İngiltere, Almanya, İsveç.
O
yüzden, bugün Filistin’in yükünü omzuna almış Hamas var diye uzaktan birkaç
sözcük destek açıklaması yapanlar, bugün ülkemiz için de sadece belirli
çevrelere karşıtlığından kaynaklı ne bugün ne de yarın emperyalizme karşı
olabilirler.
Bu
sol, emperyalizmin ideolojik aygıtı olmayı sorun olarak görmediğinden, işçiyi
sadece aidat veren insan olarak algılayıp tanıtıyor. Halk da bu nedenle bu sola
güvenmiyor.
3-
İran, Siyonistleri vurmadan kara propaganda başlıyor: “Bu İran nasıl bir ülke
biliyor musunuz, idam ediyor, özgürlük karşıtı” (Artı Gerçek). Donbass halkı
harekete geçip de Rus desteği isteyince Rusya da ulusal güvenliğini sağlamayı
öne koyunca sol medya başlıyor: “Rusya emperyalisttir, kınanmalıdır.” Siyonizme
ve Neonazi taburlarına kalkan olunuyor. Suriye parçalanıyor: “Esad diktatör,
onu mu savunalım.” Cihatçılara kalkan olunuyor. Hizbullah lideri katlediliyor: “Bu
Şii gericiliği zaten.” Yine emperyalizme ram olunuyor.
4-
Yahya Sinvar katlediliyor. Son görüntüsü verilince elindeki tahta parçası
üzerinden Ekşi Sözlük’te ağza alınmayacak düzeysiz alaylar yazılıyor. Neymiş,
tahta parçası Ortadoğu’nun, drone ise İsrail'in gücünün simgesiymiş. Tam tersi,
o tahta parçası görüntüye direnişin, drone ise Siyonist işgalin simgesi olarak
yansıdı. Bu alaylı ifadeleri yazanlar, milli mücadele üzerinden kahramanlıktan
başka kahramanlık tanımayanlar.
5-
Ülkemizde Türk milliyetçisi kesimler olduğu iddiası ideolojik bir çarpıtma.

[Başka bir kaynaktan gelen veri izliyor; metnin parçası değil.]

PR #176, opened 2016-04-12
URGENT: fixing an integration bug

alkemyst:


alkemyst:
Due to a mistake in the integration  of branches (my fault) the dev compilation was broken. This commit fixes the problem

Hangi milliyetçi kesim diğer Türk ülkeleri üzerinden milliyetçi politika
gerçekleştiriyor? En azından kültürel bir etkileşim içine giriyor. Kurgu
ideolojiyi üretenler Tebriz’in yolunu bilmez. Milliyetçilikten anlaşılan soğuk
savaş kurgusuysa daha vahim demektir. “Ülke İranlaşacak” diyenler,
Afrikalaşmayı sorun olarak görmüyor. Bu süreçte okul ve ibadethane çevresinde
alkol satışı yasağının daraltıldığını bilmiyor ki Gazi’de okulun etrafında kaç
alkollü mekân ve tekel bayii olduğunu dikkatlerden kaçırıyor. Kurgu
ideolojileri halkın gerçeği gibi kitlelere algılatmak, olsa olsa halk
düşmanlığıdır.
Evet,
yeni bir sözleşme var, o da sol için Kürt(çü)lük Sözleşmesi’dir. O sözleşmeye dâhil
olup da akşama kadar “işçiiiileeer” diye bağıranlar için işçi sadece bir
pazarlık ögesidir.
S. Adalı
27
Ekim 2024
Dipnotlar:
[1] Cihan Tuğal, “Filistin, İklim Değişikliği ve Seçim Olmayan Seçim”, 26 Ekim
2024, Evrensel.
[2] Barış Yıldırım, “Büyük Kötülük, Küçük Kötülük”, 13 Ekim 2023, Sendika.